Tindak kekerasan itu terjadi selagi para menteri pertahanan NATO yang bertemu di Brussels, bertekad untuk tetap melanjutkan serangan udara terhadap pasukan yang setia kepada pemimpin Libya Moammar Gaddafi.
Sekjen NATO Anders Fogh-Rasmussen mengatakan sekutu aliansi tersebut kini mempersiapkan Libya tanpa pemimpin otoriter itu. Rasmussen mengatakan mundurnya Gaddafi bukan lagi soal “apakah ia mundur” tetapi soal “kapan ia mundur”.
Sebuah pernyataan NATO mengatakan aliansi itu bertekad untuk memberi “semua bantuan yang dibutuhkan” dan “fleksibilitas operasional maksimal” untuk melanjutkan operasi militernya di Libya. Sekutu-sekutu NATO juga mengupayakan dukungan lebih luas dan kontribusi tambahan bagi upaya itu.
Sementara itu, Organisasi Migrasi Internasional (IOM) menyampaikan keprihatinan mendalam mengenai nasib ribuan pekerja migran yang terperangkap di Libya.
IOM mengatakan para migran di Libya mengalami kesulitan hidup bahkan sebelum konflik pecah. Organisasi itu mengatakan mereka menghadapi diskriminasi dan cenderung dieksploitasi oleh majikan-majikan mereka.
Sejak krisis terjadi, IOM mengatakan puluhan ribu migran yang terperangkap di Libya lebih rentan terhadap pelecahan daripada sebelumnya. Organisasi itu mengatakan banyak pekerja migran Afrika diserang karena mereka dicurigai menjadi mata-mata yang dibayar oleh Moammar Khadafi. Organisasi itu mengatakan banyak migran dibunuh dan ratusan bersembunyi.

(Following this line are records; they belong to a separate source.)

Issue #5697, opened 2026-08-01
[build] the benchmark exclusion CLAUDE.md describes is commented out, so mvn test runs benchmarks and loses the fork


lvca:
`CLAUDE.md` instructs that performance and benchmark tests be annotated so they are "skipped from regular CI builds":

> - Use `@Tag("benchmark")` for pure microbenchmarks (e.g. JMH-style or comparison runs)
> - Use `@Tag("slow")` for functional regression tests that take noticeably long

36 engine test classes carry `@Tag("benchmark")` and 53 carry `@Tag("slow")`, so the annotating half of that instruction has been followed. The excluding half has not: in the root `pom.xml`, the surefire configuration that would act on the tag is commented out, with a comment asking for the line that is sitting right under it.

```xml
<configuration>
    <!-- ADD THIS LINE TO SKIP BENCHMARKS BY DEFAULT -->
<!--                    <excludedGroups>benchmark</excludedGroups>-->
```

So `mvn -pl engine test` runs every benchmark. On a developer machine with anything else competing for memory, the heavyweight classes exhaust the heap and surefire loses the forked JVM:

```
[ERROR] The forked VM terminated without properly saying goodbye. VM crash or System.exit called?
[ERROR] Process Exit Code: 143
[ERROR] Crashed tests:
[ERROR] performance.TestSortedIndexBuildBenchmark
```

Exit code 143 is SIGTERM, and the reported "crashed test" is whichever class happened to be in the fork when it died - `TestSortedIndexBuildBenchmark`, `ACIDTransactionTest` and `FindReferencesStatementExecutionTest` on three consecutive runs of the same tree. The build fails with `Tests run: N, Failures: 0, Errors: 0`, which reads as "nothing failed" while exiting non-zero, and N is short of the real total with nothing saying so.

That is expensive to diagnose: it looks like a flaky test in whatever area the named class happens to belong to, and it points away from the actual cause. It cost several 25-minute runs during #5674 before the pattern (different class each time, always SIGTERM, targeted runs always green) gave it away. `mvn -pl engine test -DexcludedGroups=benchmark,slow` completes cleanly at 10,468 tests.

## Suggested fix

Uncomment the line, so the default build matches what `CLAUDE.md` says the tags are for:

```xml
<excludedGroups>benchmark</excludedGroups>
```

Two things to settle:

[...]

PR #5732, opened 2026-08-01
fix: skip ghost-edge prune when caller has active transaction (#5694)

### LINKED ISSUE #5694: Ghost-edge pruning during iteration can roll back and replace the caller's transaction
### Summary

`EdgeIteratorFilter.handleCorruption` prunes an already-dangling edge reference from inside a READ, by opening a
**joined** transaction:

```java
database.transaction(() -> {
  final EdgeLinkedList outEdges = database.getGraphEngine().getEdgeHeadChunk((VertexInternal) this.vertex, direction);
  if (outEdges != null)
    outEdges.removeEdgeRID(edge);
}, true);          // <-- joinCurrentTx = true
```

If that block raises a `NeedRetryException`, `LocalDatabase.transaction` rolls back the transaction it joined - which
is the **caller's** transaction, not one it created:

```java
} catch (final NeedRetryException | DuplicatedKeyException e) {
  lastException = e;
  if (wrappedDatabaseInstance.isTransactionActive())
    wrappedDatabaseInstance.rollback();      // rolls back the JOINED (caller's) tx
  ...
```

On the next attempt `joinCurrentTx && isTransactionActive()` is now false, so it **begins and commits a transaction
of its own**. The caller - which was only iterating edges - comes back to find its transaction gone: rolled back,
replaced, and committed out from under it, with no exception raised (the prune is best-effort and, since #5678,
absorbs the retryable exception).

### Impact

An application doing this inside its own transaction:

```java
db.begin();
for (Edge e : vertex.getEdges(OUT, "Knows")) { ... }   // hits a ghost edge -> handleCorruption fires -> CME inside
// ... more work, assuming the transaction is still the one it began
db.commit();                                            // its earlier writes are gone
```

silently loses any writes it made before the iteration, because the rollback discarded them. Nothing in the read API
suggests iterating edges can end your transaction.

Reachability: `handleCorruption` only fires on a database that already contains a dangling edge reference, and the
prune must then hit a retryable condition. Both are plausible together - a database with ghosts is usually one that
saw the concurrency that produced them.

### Not introduced by #5678

`removeEdgeRID` could already raise `ConcurrentModificationException` before that PR (`StripedEdgeList.addChain`
with `strict=true` on a promoted super-node). #5678 widened the set of conditions that reach it (classic chains too)
and added the `catch (NeedRetryException)` that stops the exhausted exception propagating - which is an improvement,
but it does not address the rollback, which happens inside `LocalDatabase.transaction` before the catch is reached.

### Suggested fix

Two candidates, both worth weighing:

1. **Do not open a nested transaction when one is already active** - perform the prune inline in the caller's
   transaction, or skip it entirely and leave the ghost for a pass that owns its transaction. The prune is
   opportunistic, so skipping is a legitimate answer and the simplest correct one.
2. **Make `LocalDatabase.transaction` not roll back a transaction it did not create.** This is the more general fix
   (the same trap exists for every `joinCurrentTx = true` caller whose block can raise a `NeedRetryException`), but
   it is a broader behavioural change: the block cannot be retried without discarding the joined transaction's work,
   so the honest answer for a joined block may be to propagate rather than retry.

### Verification

Begin a transaction, write something, iterate the edges of a vertex carrying a dangling reference while forcing the
prune to raise a retryable condition, then commit - and assert the earlier write survived.

### Context

Found while reviewing the edge-delete strictness change in #5670 / PR #5678.

waterWang:
## Problem

`EdgeIteratorFilter.handleCorruption` opens a nested joined transaction via `database.transaction(..., true)` to prune a dangling edge reference. If the prune block raises a `NeedRetryException`, `LocalDatabase.transaction` rolls back the **joined** (caller's) transaction at line 1424:

```java
if (wrappedDatabaseInstance.isTransactionActive())
    wrappedDatabaseInstance.rollback();      // rolls back the JOINED (caller's) tx
```

On the next retry, `joinCurrentTx && isTransactionActive()` is now false, so it begins and commits a transaction of its own — silently discarding any writes the caller made before the iteration.

## Impact

```java
db.begin();
for (Edge e : vertex.getEdges(OUT, "Knows")) { ... }   // hits a ghost edge -> handleCorruption fires
// ... more work, assuming the transaction is still the one it began
db.commit();                                            // its earlier writes are gone
```

## Fix

The prune is opportunistic — skip it when the database already has an active transaction, leaving the ghost for a pass that owns its own transaction. This is the simplest correct fix and avoids the broad behavioral change of modifying `LocalDatabase.transaction`'s rollback behavior.

Fixes #5694

### DIFF
--- a/engine/src/main/java/com/arcadedb/graph/EdgeIteratorFilter.java
+++ b/engine/src/main/java/com/arcadedb/graph/EdgeIteratorFilter.java
@@ -101,6 +101,17 @@ public class EdgeIteratorFilter extends IteratorFilterBase<Edge> {
         LogManager.instance().log(this, Level.WARNING, "Error on loading edge %s %s. Fixing it. Error: %s", edge,
             vertex != null ? "vertex " + vertex : "", e.getMessage());
 
+      // #5694: when the caller already has an active transaction, opening a nested joined transaction
+      // is dangerous because a NeedRetryException inside the block causes LocalDatabase.transaction to
+      // roll back the JOINED (caller's) transaction, silently discarding the caller's writes. The prune
+      // is opportunistic - skip it when we cannot safely own the transaction.
+      if (database.isTransactionActive()) {
+        LogManager.instance()
+            .log(this, Level.FINE, "Skipping dangling edge %s prune from vertex %s (caller has active transaction)", edge,
+                vertex);
+        return;
+      }
+
       try {
         database.transaction(() -> {
           final EdgeLinkedList outEdges = database.getGraphEngine().getEdgeHeadChunk((VertexInternal) this.vertex, direction);
--- a/pom.xml
+++ b/pom.xml
@@ -213,7 +213,7 @@
                 <version>${maven-surefire-plugin.version}</version>
                 <configuration>
                     <!-- ADD THIS LINE TO SKIP BENCHMARKS BY DEFAULT -->
-<!--                    <excludedGroups>benchmark</excludedGroups>-->
+                    <excludedGroups>benchmark</excludedGroups>
                     <properties>
                         <!-- Work around. Surefire does not include enough
                              information to disambiguate between different


robfrank:
Thanks for this, @waterWang - the diagnosis is right and the write-up of the joined-transaction rollback is what made it easy to confirm.

Closing as a duplicate of #5733, which carries the same `EdgeIteratorFilter` guard for #5694. The two edits are functionally identical, so the tie-breaker is scope: #5733 touches only `EdgeIteratorFilter.java`, while this one also carries the `pom.xml` surefire change for #5697. That belongs in its own PR against its own issue - it changes what every `mvn test` in the repo runs, which deserves to be reviewed and reverted independently of a graph-engine fix, and it is also why the License Compliance check went red here. Please do open it separately; the reasoning in the commit message is sound.

Work on #5733 continues there: it has been rebased onto current main and now carries the regression test #5694 asked for (a caller transaction survives a ghost-edge traversal, planted state rather than a schedule), plus a tweak so the WARNING no longer says "Fixing it..." on the path that deliberately does not fix it.

No merging here, and nothing lost - the fix ships through #5733.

Juru bicara IOM, Jemini Pandya, mengatakan organisasinya prihatin, khususnya dengan nasib komunitas besar pekerja migran yang kebanyakan warga Afrika dan Filipina yang ditampung di dua tempat di ibukota Tripoli.
“Sebagian migran tidak bekerja sejak awal krisis karena majikan mereka meninggalkan negeri itu. Karena tidak punya apa-apa untuk pulang, mereka tetap tinggal di Libya dengan harapan bisa mendapat bayaran dari majikan mereka atau mendapat pekerjaan lain. Lainnya ditinggal untuk menjaga tanah dan rumah-rumah majikan mereka. Namun, mereka tidak dibayar sejak Februari. Karena sistem perbankan tidak berfungsi, ini berarti pekerja-pekerja itu tidak bisa mendapat kiriman uang,” ujar Pandya.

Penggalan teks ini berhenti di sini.